Each student learned of their selection through a surprise visit or call from Chancellor Beverly Davenport in recent weeks. They will receive a Torchbearer medal during the Chancellor’s Honors Banquet on Tuesday, April 17. The event is the university’s largest recognition event of the year.

The 2018 Torchbearers are:

  • Amany Alshibli, of Knoxville, a Haslam Scholar and Grand Challenge Scholar majoring in chemical and biomolecular engineering and aspiring to a medical career. She pursued research in cardiac regenerative medicine at the Scottish Centre for Regenerative Medicine. In addition to being a stellar student, she tutors students and assists with science programs at Pond Gap Elementary School. She also organized the Einstein Science Club at Annoor Academy.
  • Kimberly Bress, of Melbourne, Florida, a College Scholar majoring in neuroscience and mental A Haslam Scholar and the recipient of a prestigious Barry Goldwater Scholarship, she plans to pursue a medical degree and a doctorate in behavioral neuroscience. Her goal is to help develop more effective treatments for disorders such as depression, anxiety, and post-traumatic stress disorder.
  • Justin Crawford, a self-described Air Force brat whose family currently lives in both the US and Japan. A journalism and electronic media major, he is the founder and former producer and host of the Volunteer Channel’s VOLTalk, an ambassador for the College of Communication and Information, and active in the Diversity Student Leaders Society.
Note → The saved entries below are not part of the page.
PR #4318, opened 2024-07-10
Hook up rack-attack to redis, if configured.

cbeer:


jcoyne:
Do we want to change this cronjob so it doesn't have to run on all of the app nodes? https://github.com/sul-dlss/SearchWorks/blob/main/config/schedule.rb#L17-L19

jcoyne (approved):

PR #4336, opened 2024-07-17
Remove barcode search endpoint

cbeer:
This endpoint was replaced by a [Symphony lookup](https://github.com/sul-dlss/dor-services-app/pull/875) in 2020.


jcoyne (approved):
👏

He’s held professional internships at news and entertainment companies from Knoxville to Hollywood.
  • Feroza Freeland, of Memphis, a political science major with a Hispanic minor. She interns at the Legal Aid of East Tennessee, helping people who cannot afford legal representation. She has been the president of the College Democrats, an urban fellow in the City of Memphis Emergency Management Department, and a diversity educator in UT’s Office of Multicultural Student Life. She is also a Truman Scholar finalist, a Chancellor’s Honors Program Scholar, and a Baker Scholar.
  • Morgan Hartgrove, of Maryville, a College Scholar majoring in health policy and public health. She has served as the Student Government Association’s student body president and spearheaded the campus smoking ban that will go into effect in the fall. She’s held an internship with US Congressman Phil Roe and worked with a faculty mentor and East Tennessee Children’s Hospital on research that could help determine optimal withdrawal treatments for babies born to mothers addicted to opioids.
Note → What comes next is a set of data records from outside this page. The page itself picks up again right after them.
PR #4357, opened 2024-08-01
add an access_panels component for linking to the same object in other user facing systems

### LINKED ISSUE #4312: Add link to view items listed in Earthworks
https://github.com/sul-dlss/earthworks/issues/310 will add the reverse of this (links from Earthworks to Searchworks), so it seemed prudent to have the link work both ways!

Release metadata seems to already be available in the page context (because it's used to render the schema.org metadata for records, which notes that they are available in Earthworks where appropriate):
```json
  "includedInDataCatalog": {
    "@type": "DataCatalog",
    "name": "https://earthworks.stanford.edu"
  }
```

Purl `bd285ct9109` is currently listed in both platforms.

We could add a simple link to the metadata (like we do for the purl), but it might be more visible/useful to render some sort of context box, like we do for collection links:

Screenshot 2024-07-09 at 13 57 07

As such, this might require some design.

jmartin-sul:
remove existing PURL link from MODS bibliographic info, since it's moving to this new panel

Closes #4312

**_PURL in new section, no longer appears in MODS bibliographic section, Earthworks link present also since it's released to EW:_**
Screenshot 2024-08-02 at 12 26 08 PM

**_no link to either EW or PURL, but still shows a non-PURL location in the bibliographic section:_**
Screenshot 2024-08-02 at 12 27 24 PM

**_link to PURL now appears in "Also listed in", didn't appear in bibliographic section before anyway, since that section is rendered from MARC for this object, and the MARC biblio partial doesn't show the 856 field:_**
Screenshot 2024-08-02 at 12 28 39 PM

### DIFF
--- a/app/components/access_panels/other_listings_component.rb
+++ b/app/components/access_panels/other_listings_component.rb
@@ -1,0 +1,50 @@
+# frozen_string_literal: true
+
+module AccessPanels
+  class OtherListingsComponent < AccessPanels::Base
+    def render?
+      earthworks_url.present? || purls.present?
+    end
+
+    def earthworks_url
+      @earthworks_url ||= construct_earthworks_url
+    end
+
+    # @return [Array<String>] a tags representing PURL links
+    def purl_links
+      @purl_links ||=
+        if purls.size > 1 # text of the link is the actual URL if there is more than one unique URL, so there aren't multiple links with the same title
+          purls.map { |purl| link_to(purl, purl) }
+        elsif purls.size == 1
+          Array(link_to('Stanford Digital Repository', purls.first))
+        else
+          []
+        end
+    end
+
+    private
+
+    # @return [Array<String>] URLs representing links to PURL, whether specified in MARC or MODS, and de-duped, e.g. ["https://purl.stanford.edu/hj948rn6493"]
+    def purls
+      @purls ||= (mods_purls + marc_managed_purls).uniq
+    end
+
+    # @return [Array<String>] URLs representing links to other locations, extracted from MODS metadata, e.g. ["https://purl.stanford.edu/hj948rn6493"]
+    def mods_purls
+      Array(document['url_fulltext']).find_all { |str| str.start_with?(Settings.PURL_EMBED_RESOURCE) }
+    end
+
+    # @return [Array<String>] URLs representing links to other locations, extracted from MARC metadata, e.g. ["https://purl.stanford.edu/hj948rn6493"]
+    def marc_managed_purls
+      document.marc_links.managed_purls.filter_map(&:href) # filter_map because href can be nil, at least in fixture data
+    end
+
+    def construct_earthworks_url
+      return nil unless document['dor_content_type_ssi'] == 'geo'
+
+      # * Hardcoding this simple URL format because it should work for all things it'd apply to (anything released to both SW and EW should be a Stanford object)
+      # * Using Kernel.format because there's a clashing ViewComponent::Base#format, so the namespacing is needed
+      Kernel.format('https://%<hostname>s/catalog/stanford-%<bare_druid>s', hostname: Settings.earthworks.hostname, bare_druid: document.druid)
+    end
+  end
+end
--- a/app/views/catalog/record/_mods_bibliographic.html.erb
+++ b/app/views/catalog/record/_mods_bibliographic.html.erb
@@ -24,6 +24,6 @@
   <%= render ModsDisplay::FieldComponent.new(field: identifier, label_html_attributes: { class: 'col-md-3' }, value_html_attributes: { class: 'col-md-9' }) %>
 <% end %>
 
-<% document.mods.location.each do |location| %>
+<% document.mods.location.reject { |location| location.values.detect { |loc| /href=.#{Settings.PURL_EMBED_RESOURCE}/.match?(loc) } }.each do |location| %>
   <%= render ModsDisplay::FieldComponent.new(field: location, label_html_attributes: { class: 'col-md-3' }, value_html_attributes: { class: 'col-md-9' }) %>
 <% end %>
--- a/app/components/access_panels/other_listings_component.html.erb
+++ b/app/components/access_panels/other_listings_component.html.erb
@@ -1,0 +1,11 @@
+<%= render @layout.new do |component| %>
+  <% component.with_title { 'Also listed in' } %>
+  <% component.with_body do %>
+    <% if earthworks_url.present? %>
+      <p><%= link_to('Earthworks', earthworks_url) %></p>
+    <% end %>
+    <% purl_links.each do |purl_link| %>
+      <p><%= purl_link %></p>
+    <% end %>
+  <% end %>
+<% end %>
--- a/app/views/catalog/record/_metadata_panels.html.erb
+++ b/app/views/catalog/record/_metadata_panels.html.erb
@@ -11,6 +11,7 @@
 
   <% potential_context = capture do %>
     <%= render AccessPanels::ExhibitComponent.new(document: document) %>
+    <%= render AccessPanels::OtherListingsComponent.new(document: document) %>
   <% end %>
 
   <% if context.present? || potential_context.present? %>
--- a/config/settings.yml
+++ b/config/settings.yml
@@ -275,3 +275,6 @@ folio_unrequestable_statuses:
   - Unavailable
   - Unknown
   - Withdrawn
+
+earthworks:
+  hostname: 'earthworks.stanford.edu'
--- a/spec/components/access_panels/other_listings_component_spec.rb
+++ b/spec/components/access_panels/other_listings_component_spec.rb
@@ -1,0 +1,94 @@
+# frozen_string_literal: true
+
+require 'rails_helper'
+
+RSpec.describe AccessPanels::OtherListingsComponent, type: :component do
+  include MarcMetadataFixtures
+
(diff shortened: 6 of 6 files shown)


app/components/access_panels/other_listings_component.rb
```diff
@@ -0,0 +1,55 @@
...
+      Array(document.fetch('marc_links_struct', {}).pluck('href'))
+    end
+
+    def construct_earthworks_url
+      return nil unless document.schema_dot_org?
+
+      # This value should always be a single hash.  It's in the required JSON-LD format for a value of type DataCatalog as
+      # specified by schema.org, even if there is a single value. It should be safe to assume the value won't be a list (despite
+      # the seemingly generalizable '@type' and 'name' fields in the hash).
+      data_catalog_name = document.as_schema_dot_org.dig('includedInDataCatalog', 'name')
```
cbeer, line 47: Pulling this out of `as_schema_dot_org` seems a little indirect (and surpising) to me. Can we just use the type `geo` like the indexer does?

https://github.com/sul-dlss/searchworks_traject_indexer/blob/main/lib/traject/config/sdr_config.rb#L351

Can we check that here, or

app/components/access_panels/other_listings_component.rb
```diff
@@ -0,0 +1,55 @@
...
+    # @return [Array<String>] URLs representing links to other locations, extracted from MODS metadata, e.g. ["https://purl.stanford.edu/hj948rn6493"]
+    def mods_other_locations
+      #   latter of those is used in app/views/catalog/record/_mods_bibliographic.html.erb (but has some clutter unlike the mockup, for this purpose)
+      Array(document['url_fulltext'])
+    end
+
+    # @return [Array<String>] URLs representing links to other locations, extracted from MARC metadata, e.g. ["https://purl.stanford.edu/hj948rn6493"]
+    def marc_other_locations
+      # the fetch with the default empty hash prevents errors for data without MARC representation
+      Array(document.fetch('marc_links_struct', {}).pluck('href'))
```
cbeer, line 38:
```suggestion
      document.marc_links.managed_purls.map(&:href)
```

probably gets you the right PURL links. There's probably records that link to supplemental resources or other things that you probably don't want to link here?

app/components/access_panels/other_listings_component.rb
```diff
@@ -0,0 +1,55 @@
...
+    def render?
+      earthworks_url.present? || purls.present?
+    end
+
+    def earthworks_url
+      @earthworks_url ||= construct_earthworks_url
+    end
+
+    # @return [Array<String>] URLs representing links to PURL, whether specified in MARC or MODS, and de-duped, e.g. ["https://purl.stanford.edu/hj948rn6493"]
+    def purls
```
cbeer, line 14: Can this be a private method too?

app/views/catalog/record/_mods_bibliographic.html.erb
```diff
@@ -25,5 +25,7 @@
 <% end %>
 
 <% document.mods.location.each do |location| %>
-  <%= render ModsDisplay::FieldComponent.new(field: location, label_html_attributes: { class: 'col-md-3' }, value_html_attributes: { class: 'col-md-9' }) %>
+  <% unless location.values.detect { |loc| /href=.#{Settings.PURL_EMBED_RESOURCE}/.match?(loc) } %>
```
cbeer, line 28: Can this condition get pulled up to `document.mods.location.reject { ... }.each |location|`?

app/components/access_panels/other_listings_component.rb
jmartin-sul: thanks!

i only went this direction because it was the suggestion on the ticket, and because i'm pretty unfamiliar with searchworks and its indexing.  but your suggestion worked in my local testing, definitely feels less circuitous, and i think alleviates a spec difficulty i was running into.  (i was having trouble indexing a harvested fixture with a `schema_dot_org_struct` using `bin/rails searchworks:fixtures`, and i had to submit JSON directly through the solr web UI to get a document for local testing).

app/components/access_panels/other_listings_component.rb
jmartin-sul: ah yeah, i suspected the non-PURL links might be a problem, which is why i did the combining and filtering in the `#purls` method.  but i like this more direct approach, will try it.

app/components/access_panels/other_listings_component.rb
jmartin-sul: i think so, will do

app/views/catalog/record/_mods_bibliographic.html.erb
jmartin-sul: good call, will do

app/components/access_panels/other_listings_component.rb
cbeer: Sounds good. I think either using type `geo` or explicitly indexing release tags (if there's some reason type geo is problematic) is probably the way to go.

jmartin-sul: would the latter be a searchworks_traject_indexer change?  any reason to investigate that and block merging this before figuring more out?  i don't really have any sense one way or the other of whether or how using type geo could cause issues.

app/components/access_panels/other_listings_component.rb
```diff
@@ -0,0 +1,50 @@
...
+    end
+
+    def earthworks_url
+      @earthworks_url ||= construct_earthworks_url
+    end
+
+    # @return [Array<String>] a tags representing PURL links
+    def purl_links
+      @purl_links ||=
+        if purls.size > 1 # text of the link is the actual URL if there is more than one unique URL, so there aren't multiple links with the same title
```
jmartin-sul, line 16: no idea whether accounting for this possibility is overly complicated, i.e. i have no idea whether we'd ever see multiple PURLs in practice among the MARC and MODS metadata?

app/components/access_panels/other_listings_component.rb
```diff
@@ -0,0 +1,50 @@
...
+    private
+
+    # @return [Array<String>] URLs representing links to PURL, whether specified in MARC or MODS, and de-duped, e.g. ["https://purl.stanford.edu/hj948rn6493"]
+    def purls
+      @purls ||= (mods_purls + marc_managed_purls).uniq
+    end
+
+    # @return [Array<String>] URLs representing links to other locations, extracted from MODS metadata, e.g. ["https://purl.stanford.edu/hj948rn6493"]
+    def mods_purls
+      Array(document['url_fulltext']).find_all { |str| str.start_with?(Settings.PURL_EMBED_RESOURCE) }
```
jmartin-sul, line 34: i wasn't sure if `document['url_fulltext']` was the right field to use.  other possible options i saw were:
* `document.as_schema_dot_org['identifier']` (which seems to have an array of PURLs, but i ended up moving away form using `as_schema_dot_org` at all, so guessing we don't want to reintroduce its usage here)
* `document.mods&.location&.map { |location| location.values }&.flatten` (in testing, this got me an array of `a` tags for the PURLs, but the text of the tag was the URL, which didn't match the mockup's language, and parsing the PURL out of the tag seemed unnecessarily indirect)

jmartin-sul (commented):
left a couple questions inline for reviewers with more SW knowledge than i have.

one other question i'd had at one point was whether i needed to do any filtering in `app/views/catalog/record/_marc_bibliographic.html.erb`.  but i was reminded when looking at the fixtures that the PURL is in the 856, and i didn't see the 856 in that partial's field list.  so i think nothing to do there?

jmartin-sul:
implemented all your feedback, @cbeer, thanks!

jmartin-sul:
i just realized i didn't add a test for the PURLs being filtered out of location display in the MODS bibliographic section, though i did test for it manually.  happy to add that test in either this PR, or a follow on, if that seems worth it.

app/components/access_panels/other_listings_component.rb
```diff
@@ -0,0 +1,50 @@
...
+    end
+
+    # @return [Array<String>] URLs representing links to other locations, extracted from MARC metadata, e.g. ["https://purl.stanford.edu/hj948rn6493"]
+    def marc_managed_purls
+      document.marc_links.managed_purls.filter_map(&:href) # filter_map because href can be nil, at least in fixture data
```
jmartin-sul, line 39: this seemed safe to me based on looking at similar calls elsewhere in the app, but i can add more safeguards if `marc_links` or `managed_purls` might sometimes be `nil`.

jmartin-sul: mentioning this specifically because i would love for my first searchworks PR to not cause a bunch of unexpected 500 errors 😅

app/components/access_panels/other_listings_component.rb
thatbudakguy: Hmm. I think this actually may be problematic. There are many thousands of items with content type `map` (not `geo`) that are released to EarthWorks, and we allow quite a few other types too. There's also no guarantee that any given `geo` item is actually in EarthWorks. We might need to change the implementation (both here and for schema.org metadata) to look at release tags.

thatbudakguy: @cbeer is it a bad idea to ask purl-fetcher at render time about release info?

dnoneill:
closing in favor of https://github.com/sul-dlss/SearchWorks/pull/4676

  • Cullen Johnson, of Memphis, who is majoring in industrial and systems engineering. As a freshman he revamped the Intervarsity Christian Fellowship’s men’s Bible study, Brother to Brother, which provides leadership and service opportunities to male students. He has served on the student advisory board in the Tickle College of Engineering and has secured internships at top companies including Norfolk Southern and Under Armour.
  • Hunter Jones, of Lafayette, Tennessee, who is majoring in animal science. He’s served as president of the Interfraternity Council, the governing council for 20 fraternities on campus, and has been recognized by the council as the Greek Person of the Year. Jones also led the Order of the Arrow, a national honor society for Boy Scouts. As the main representative for 2.1 million youth involved in scouting, he addressed the US congressional leadership and the president.
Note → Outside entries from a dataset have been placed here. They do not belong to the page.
PR #4405, opened 2024-08-27
Force boolean parsed queries to use edismax.

cbeer:

### DIFF
--- a/app/models/search_builder.rb
+++ b/app/models/search_builder.rb
@@ -8,11 +8,18 @@ class SearchBuilder < Blacklight::SearchBuilder
   include BlacklightRangeLimit::RangeLimitBuilder
   include CJKQuery
 
-  self.default_processor_chain += [:add_advanced_parse_q_to_solr, :add_advanced_search_to_solr]
+  self.default_processor_chain += [:add_edismax_advanced_parse_q_to_solr, :add_advanced_search_to_solr]
   self.default_processor_chain += [:database_prefix_search]
   self.default_processor_chain += [:modify_params_for_cjk, :modify_params_for_cjk_advanced]
   self.default_processor_chain += [:consolidate_home_page_params]
   self.default_processor_chain += [:modify_single_term_qf]
+
+  # Tweak advanced search's boolean query output to use edismax instead of dismax
+  def add_edismax_advanced_parse_q_to_solr(solr_params)
+    add_advanced_parse_q_to_solr(solr_params)
+
+    solr_params[:q] = solr_params[:q].gsub('{!dismax', '{!edismax') if solr_params[:q].respond_to?(:to_str) && solr_params[:q].include?('{!dismax')
+  end
 
   # Override range limit to only add parameters on search pages, not the home page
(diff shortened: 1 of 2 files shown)


app/models/search_builder.rb
```diff
@@ -8,12 +8,19 @@ class SearchBuilder < Blacklight::SearchBuilder
...
   include CJKQuery
 
-  self.default_processor_chain += [:add_advanced_parse_q_to_solr, :add_advanced_search_to_solr]
+  self.default_processor_chain += [:add_edismax_advanced_parse_q_to_solr, :add_advanced_search_to_solr]
   self.default_processor_chain += [:database_prefix_search]
   self.default_processor_chain += [:modify_params_for_cjk, :modify_params_for_cjk_advanced]
   self.default_processor_chain += [:consolidate_home_page_params]
   self.default_processor_chain += [:modify_single_term_qf]
 
+  # Tweak advanced search's boolean query output to use edismax instead of dismax
```
jcoyne, line 17: I think this PR looks good.  Can you just add a bit more here why edismax is required or preferable?

cbeer: If it doesn't use edismax, it doesn't get to use the features edismax? 🤷‍♂️ 

I think you discovered this in https://github.com/projectblacklight/blacklight_advanced_search/issues/11.

jcoyne: I'd venture that most of our developers don't know the differences between the parsers without looking it up. It would be a kindness to them, and enable more efficient maintenance, if we can mention the User facing feature(s) that requires each parser in the code comments.

cbeer: This is just important for a consistent user experience.  We don't say anything about it when we configured it for true advanced searches: https://github.com/sul-dlss/SearchWorks/blob/main/app/controllers/catalog_controller.rb#L453

Feel free to suggest some verbiage, but I'm not particularly inclined to make a big deal about it.

cbeer: I'm not sure what to say about it. We've made a decision many years ago that edismax is our preferred query parser and done all of our relevancy testing + tuning with that expectation, so we want to use it for everything because that was the choice we made. I don't know why we'd want some other behavior if you happen to use "AND" or "OR" in a query string and trigger this particularly weird blacklight-advanced-search bug/feature.

corylown: Would a comment like this work?:

```
# Use the same (edismax) query parser for advanced search as we do for regular search
# so that search syntax and relevance ranking are consistent.
```

jcoyne: @corylown that's great.  It also sounds like Chris is aware of some default blacklight behavior that is undesirable and this fixes that.  It would be helpful to have that documented here too.

cbeer, line 17:
```suggestion
  # Tweak advanced search's boolean query output to use edismax instead of dismax.
  # By using the same (edismax) query parser for advanced search as we do for regular search,
  #  the search syntax and relevance ranking are consistent.
```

  • Katie Porter, of Bethesda, Maryland, a microbiology major. She plans to serve in the US Navy Medical Corps, become a doctor, and specialize in pediatrics. A member of UT’s rowing team, Porter recently visited Vietnam with VOLeaders Academy, a program for the university’s top student-athletes. She assists the school nurse at Dogwood Elementary through the Clinic Vols program; wrote a curriculum teaching concepts of healthy eating, living, and play to elementary school students; and played a key role in Sports Fest, an event that drew more than 60 participants with disabilities.
  • Cody Sain, of Medina, Tennessee, a Haslam Scholar, Peyton Manning Scholar, and Coca-Cola Scholar who is majoring in microbiology and aspires to be a doctor. His research on health issues such as cancers and cytomegalovirus could contribute to improvements in infant mortality and birth complication rates, organ transplants, and the lives of people with AIDS. Sain has been a driving force in the Clinic Vols program and serves on the Provost’s Student Advisory Council.